Mme Pascale Gruny. - Au-delà du rapport de force politique, il y a le rapport de force entre États membres. Au sein du groupe PPE, il y a également des divisions. Le rapporteur fictif du texte - un député allemand du PPE - est accusé d'être trop à gauche. Avec le Président Rapin et notre collègue Florence Blatrix Contat, nous sommes allés à Madrid la semaine dernière et nous avons pu interroger nos collègues espagnols sur cette proposition de directive. Ils considèrent que le texte ne va pas encore assez loin, étant donné qu'ils sont en avance sur cette question dans leur législation nationale.
M. Didier Marie. -Je salue l'initiative de la Commission de mettre un texte de cette nature sur la table pour encadrer cette ubérisation de l'économie qui ne fait que s'accroître. Cette directive devra être transposée en droit national et nous aurons à notre niveau l'opportunité d'améliorer certaines dispositions. J'ai deux interrogations. La première concerne les conséquences de cette forme de travail sur l'accès et le financement de la protection sociale en France. Manifestement, l'encadrement des algorithmes devrait permettre d'éviter l'exploitation des failles qui existent dans ce système. Quelles sont les possibilités nouvelles en matière de protection sociale qui seraient offertes aux travailleurs qui seraient rétablis dans un statut de salarié ? Quelles conséquences sur le financement de notre modèle social à l'échelle nationale et à l'échelle européenne ?
Ma deuxième question concerne les travailleurs étrangers. Sait-on si les travailleurs étrangers des plateformes ont un statut de travailleur indépendant ? S'ils l'ont, sait-on si cela leur ouvre des droits de séjour ? Considérez-vous que la requalification potentielle en travailleur des plateformes soit susceptible d'améliorer leurs conditions de vie et de leur ouvrir des perspectives de régularisation ? Aujourd'hui, il y a une véritable exploitation de filières de travailleurs étrangers par ces plateformes.

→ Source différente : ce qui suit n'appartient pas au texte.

PR #7489, opened 2022-02-25
Replace WmiRequest constructor with static factory method

### LINKED ISSUE #7448: WmiRequest should follow RAII principles to avoid crashes
This is mostly to keep track of the issue, I haven't spent much time analyzing it.

The WmiRequest class could use a slight refactor since its constructor its doing quite a lot of work (initializing, connecting, running a query) and can end up in an unknown state if errors happen during construction.

An example is if the ConnectServer fails for some reason:
https://github.com/osquery/osquery/blob/9ecb3f0a77566e7cbc9683b1277a78b25efe1483/osquery/core/windows/wmi.cpp#L394-L401

Then `services_` is not set and will remain a nullptr.
If then the user of the class later calls the public method `ExecMethod`, then a crash will happen:
https://github.com/osquery/osquery/blob/9ecb3f0a77566e7cbc9683b1277a78b25efe1483/osquery/core/windows/wmi.cpp#L441-L458

Instead of just returning, the construction should fail with an exception.

Moreover I would suggest to move the execution of the query out of the constructor and on a separate function, much like the `ExecMethod`.
This way it's also possible to better distinguish what has failed.

josephsweeney:
Also change all the relevant calling sites to check for errors and do something sensible in that case.

Fixes #7448.

### DIFF
--- a/osquery/tables/system/windows/disk_info.cpp
+++ b/osquery/tables/system/windows/disk_info.cpp
@@ -22,9 +22,10 @@ QueryData genDiskInfo(QueryContext& context) {
   Row r;
   QueryData results;
 
-  const WmiRequest wmiSystemReq("select * from Win32_DiskDrive");
-  const std::vector<WmiResultItem>& wmiResults = wmiSystemReq.results();
-  if (wmiResults.empty()) {
+  const Expected<WmiRequest, WmiError> wmiSystemReq =
+      WmiRequest::CreateWmiRequest("select * from Win32_DiskDrive");
+  const std::vector<WmiResultItem>& wmiResults = wmiSystemReq->results();
+  if (!wmiSystemReq || wmiResults.empty()) {
     LOG(WARNING) << "Error retrieving information from WMI.";
     return results;
   }
--- a/osquery/tables/system/windows/disk_info.cpp
+++ b/osquery/tables/system/windows/disk_info.cpp
@@ -24,11 +24,11 @@ QueryData genDiskInfo(QueryContext& context) {
 
   const Expected<WmiRequest, WmiError> wmiSystemReq =
       WmiRequest::CreateWmiRequest("select * from Win32_DiskDrive");
-  const std::vector<WmiResultItem>& wmiResults = wmiSystemReq->results();
-  if (!wmiSystemReq || wmiResults.empty()) {
+  if (!wmiSystemReq || wmiSystemReq->results().empty()) {
     LOG(WARNING) << "Error retrieving information from WMI.";
     return results;
   }
+  const std::vector<WmiResultItem>& wmiResults = wmiSystemReq->results();
   for (const auto& data : wmiResults) {
     long partitionCount = 0;
     long index = 0;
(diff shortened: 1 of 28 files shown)


osquery/tables/system/windows/video_info.cpp
```diff
@@ -25,12 +25,13 @@ QueryData genVideoInfo(QueryContext& context) {
   Row r;
   QueryData results;
 
-  const WmiRequest wmiSystemReq("SELECT * FROM Win32_VideoController");
-  const std::vector<WmiResultItem>& wmiResults = wmiSystemReq.results();
-  if (wmiResults.empty()) {
+  const auto wmiSystemReq =
+      WmiRequest::CreateWmiRequest("SELECT * FROM Win32_VideoController");
+  if (wmiSystemReq || wmiSystemReq->results().empty()) {
```
mike-myers-tob, line 30: Here, did you mean `!wmiSystemReq || wmiSystemReq->results().empty()`?

osquery/tables/system/windows/disk_info.cpp
```diff
@@ -22,9 +22,10 @@ QueryData genDiskInfo(QueryContext& context) {
   Row r;
   QueryData results;
 
-  const WmiRequest wmiSystemReq("select * from Win32_DiskDrive");
-  const std::vector<WmiResultItem>& wmiResults = wmiSystemReq.results();
-  if (wmiResults.empty()) {
+  const Expected<WmiRequest, WmiError> wmiSystemReq =
+      WmiRequest::CreateWmiRequest("select * from Win32_DiskDrive");
+  const std::vector<WmiResultItem>& wmiResults = wmiSystemReq->results();
```
mike-myers-tob, line 27: Should the dereference of `wmiSystemReq` wait until the check below for `if (!wmiSystemReq` has happened?

mike-myers-tob: (If so, there are similar sequences in other files in this PR)

osquery/tables/system/windows/logical_drives.cpp
```diff
@@ -11,29 +11,39 @@
...
+    }
+  } else {
+    LOG(WARNING) << "Failed to query BootConfiguration via WMI";
   }
 
+  const auto wmiLogicalDiskReq = WmiRequest::CreateWmiRequest(
+      "select DeviceID, Description, FreeSpace, Size, FileSystem from "
+      "Win32_LogicalDisk");
+  if (!wmiLogicalDiskReq) {
+    // WMI reqest failed, which would mean an empty vector for logicalDisks
```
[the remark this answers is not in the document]
josephsweeney: Done.

osquery/tables/system/windows/disk_info.cpp
josephsweeney: Fixed all instances I believe. I had realized that halfway through but had neglected to go back and make it consistent.

osquery/tables/system/windows/video_info.cpp
josephsweeney: Yes, thank you. Good catch.

mike-myers-tob:
Per the last office hours, this PR has been reviewed, and we will self-approve (I just need a hand from @Smjert for that)

Smjert (approved):

Issue #7476, opened 2022-02-08
Scheduled query that triggers the watchdog not always denylisted


Smjert:
# Bug report

### What operating system and version are you using?

Ubuntu 20.04

### What version of osquery are you using?

master

### What steps did you take to reproduce the issue?

The objective is to create enough workload with a query that triggers the watchdog, but have the query finish before the watchdog kills the worker.

Here we will try to hit the memory limit:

Mme Pascale Gruny. - Sur la question de la protection sociale, c'est le droit national qui s'applique une fois que le travailleur sera requalifié en salarié. Concernant les travailleurs indépendants, le renforcement du dialogue social est essentiel. Sur la question des travailleurs étrangers, ils doivent évidemment être en règle pour pouvoir travailler en France.
Mme Laurence Harribey. - A partir du moment où il y a requalification en salariat, la sous-location de compte est illégale. Or la question des travailleurs étrangers est souvent liée aux sous-locations illégales de comptes. La proposition de directive devrait contribuer à la diminution de ce phénomène. S'agissant de la protection sociale, le renversement de la charge preuve concernant la présomption de salariat est fondamental, d'autant que le recours initié par la plateforme n'aura pas d'effet suspensif. Cette absence d'effet suspensif est essentielle, bien que des problèmes de remboursement - par exemple de cotisations sociales - risquent de se poser. Certaines plateformes souhaitaient conserver un effet suspensif à la procédure pour gagner du temps mais l'effet non-suspensif permet de garantir l'effectivité du mécanisme de présomption de salariat. En prévoyant cette présomption réfragable de salariat, la proposition de directive va conduire à faire un tri entre les plateformes, en particulier celles dont le modèle économique n'est pas viable.
Mme Pascale Gruny. - J'étais plus réservée sur la question de l'effet non-suspensif au vu des conséquences en cas de changement de qualification à l'issue de la procédure, mais je comprends son intérêt. La proposition de directive vise, avant tout, à contrôler les dérives de ces plateformes, et leur utilisation abusive du statut d'indépendant ainsi qu'à protéger les travailleurs vulnérables.
La commission autorise la publication du rapport d'information et adopte la proposition de résolution européenne, disponible en ligne sur le site du Sénat, ainsi que l'avis politique qui en reprend les termes et qui sera adressé à la Commission européenne.